[RECORD SET Boundary: Start]

PR #416, opened 2024-07-05
gh-399 - ensure new version only created upon clicking 'yes'.

### LINKED ISSUE #399: Data Specification: New Version always created after button click
# Description

After a Data Specification has been finalised, then the user can create a new version of the Data Specification. A confirmation dialog is shown. Regardless as to whether the user clicks "Yes" or "No" on that dialog, the new version is still created.

# Steps to reproduce

1. Go to 'My Data Specifications'
2. Click on a data specification
3. Click on Finalise and click 'Yes' on the prompt
4. Click on 'Continue' on the next prompty
5. Click on 'New Version'
6. Click on 'No' on the prompt, the new version is created anyway.

# Expected behavior

When the user is presented with "Do you want to create a new version of this data Specification? You will be redirected to the new version details page" and they click "No" then they stay on the page they are on and a new version IS NOT created.

# Screenshots

image

abwilson23:
- Make use of the dialogResponse.result instead of just checking the response object is initialized.

closes #399


NigelPalmer (approved):
Perfect! Simple change, achieves exactly what we need,

Issue #540, opened 2019-08-14
Developers SBAT use *Contract as opposed to Truffle.Contract<*Instance> type in tests


timmoreton:
### Expected Behavior

We use the `*Contract` types generated by typechain everywhere in our tests

### Current Behavior

We use the `Truffle.Contract<*Instance>` type instead

jeamick:
Hello @timmoreton ,

Could you please give details about which test are you talking about ?
I would be interested to look a bit at this issue if possible.

Thanks
JM

timmoreton:
@jeamick Hey! @asaj can give you some more context

jeamick:
hey @timmoreton  and @asaj ,
By a quick research I found some examples of what you are describing in this part of the repository:

https://github.com/celo-org/celo-monorepo/tree/master/packages/protocol

are you talking about this ?

By the way is there a reason why it was like this ?
Convenience?

Thanks
JM

asaj:
Happy to provide more context!

This is really just a readability issue, and not a functional difference. Typechain creates contract specific types for us, so we might as well use them, but the types should be functionally the same, just with a more readable name.

PR #1585, opened 2019-11-05
Adjust e2e transfer and governance tests to match new fee distribution and eliminate ProposerFraction

nategraf:
### Description

Fee distribution updated in https://github.com/celo-org/celo-blockchain/pull/563 requires updates to the e2e transfer test. This PR provides those changes.

### Tested

Tested with e2e and existing unit tests.

### Other changes

* Only restart the geth nodes between different sync options to avoid a fragile test condition in which we only test transfers from a fresh state.
* Shorten the delay on waiting for the sync node to update.
* Check gas usage on test transfers, because the tests may erroneous pass or fail a test condition if the gas usage changes without the test being updated.

### Related issues

- Related to #540

### Backwards compatibility

Introduces a breaking change to contract kit by removing proposer fraction. Test changes are compatible with blockchain clients which include https://github.com/celo-org/celo-blockchain/pull/563

Depends on https://github.com/celo-org/celo-blockchain/pull/563


nategraf:
Marking `do not merge` until celo-org/celo-blockchain#563 is merged

.circleci/config.yml
```diff
@@ -522,7 +522,7 @@ jobs:
           command: |
             set -e
             cd packages/celotool
-            ./ci_test_transfers.sh checkout master
+            ./ci_test_transfers.sh checkout victor/gpm
```
asaj: I'm still not convinced it's better to repoint both PRs instead of just repointing one.

packages/celotool/src/e2e-tests/governance_tests.ts
```diff
@@ -360,6 +367,13 @@ describe('governance tests', () => {
         assert.equal(expected.toFixed(), currentVotes.minus(previousVotes).toFixed())
       }
 
+      // Returns the gas fee base for a given block, which is distributed to the governance contract.
+      const gasFeeBase = async (blockNumber: number): Promise<BigNumber> => {
```
asaj: nit: consider `blockBaseGasFee`

packages/celotool/src/e2e-tests/transfer_tests.ts
```diff
@@ -72,19 +65,6 @@ class InflationManager {
       .setInflationParameters(toFixed(rate).toString(), updatePeriod)
       .sendAndWaitForReceipt({ from: this.validatorAddress })
   }
-
-  resetInflation = async () => {
```
asaj, line 76: Was this not used, or..?

packages/celotool/src/e2e-tests/transfer_tests.ts
```diff
@@ -207,6 +182,14 @@ describe('Transfer tests', function(this: any) {
     }
     await initAndStartGeth(hooks.gethBinaryPath, fullInstance)
 
+    // Install an arbitrary address as the goverance address to act as the infrastructure fund.
+    // This is chosen instead of full migration for spead and to avoid the need for a governance
```
asaj: speed

packages/celotool/src/e2e-tests/transfer_tests.ts
```diff
@@ -442,8 +443,8 @@ describe('Transfer tests', function(this: any) {
         before(`start geth on sync: ${syncMode}`, () => startSyncNode(syncMode))
 
         describe('Transfer CeloGold >', () => {
-          const GOLD_TRANSACTION_GAS_COST = 29180
-          describe('gasCurrency = CeloGold >', () => {
+          const GOLD_TRANSACTION_GAS_COST = 30005
```
asaj, line 466: Why did this change?

packages/celotool/src/e2e-tests/transfer_tests.ts
```diff
@@ -542,7 +543,9 @@ describe('Transfer tests', function(this: any) {
         describe('Transfer CeloDollars', () => {
           describe('gasCurrency = CeloDollars >', () => {
             testTransferToken({
-              expectedGas: 189456,
+              // TODO(nategraf): Initializing a stable token account costs 5k additional gas.
+              // The first time this transfer is done, which is for the full node, this will be seen.
+              expectedGas: syncMode === 'full' ? 190303 : 175303,
```
asaj: 5k or 15k?

asaj: Can we restart with clean nodes so we don't have this funky check?

asaj (approved):
Looks great! Mostly nits

packages/celotool/src/e2e-tests/transfer_tests.ts
nategraf: It wasn't used.

.circleci/config.yml
nategraf: My intention is to merge celo-org/celo-blockchain#563, point this back to master, wait for CI to pass, then merge this one. I simply want to see that the e2e tests pass (or fail) on this PR while the other is still pending.

packages/celotool/src/e2e-tests/transfer_tests.ts
nategraf: It was out of date and being ignored. I adjusted each of the gas costs based on master then added a step step to enforce that they are accurate.

packages/celotool/src/e2e-tests/transfer_tests.ts
nategraf: Restarting with clean nodes takes longer and reduces test coverage because it only considers transfers to fresh accounts. I'll go ahead and split this off into it's own test case though.

packages/celotool/src/e2e-tests/governance_tests.ts
nategraf: Done

packages/celotool/src/e2e-tests/transfer_tests.ts
nategraf: Done

packages/celotool/src/e2e-tests/transfer_tests.ts
nategraf: I should really leave math to the computers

[RECORD SET Boundary: End]

*PROBLEM REQUIREMENTS*
Report only how many lines in the records contain the word "what".

*FINISHED TASK*
2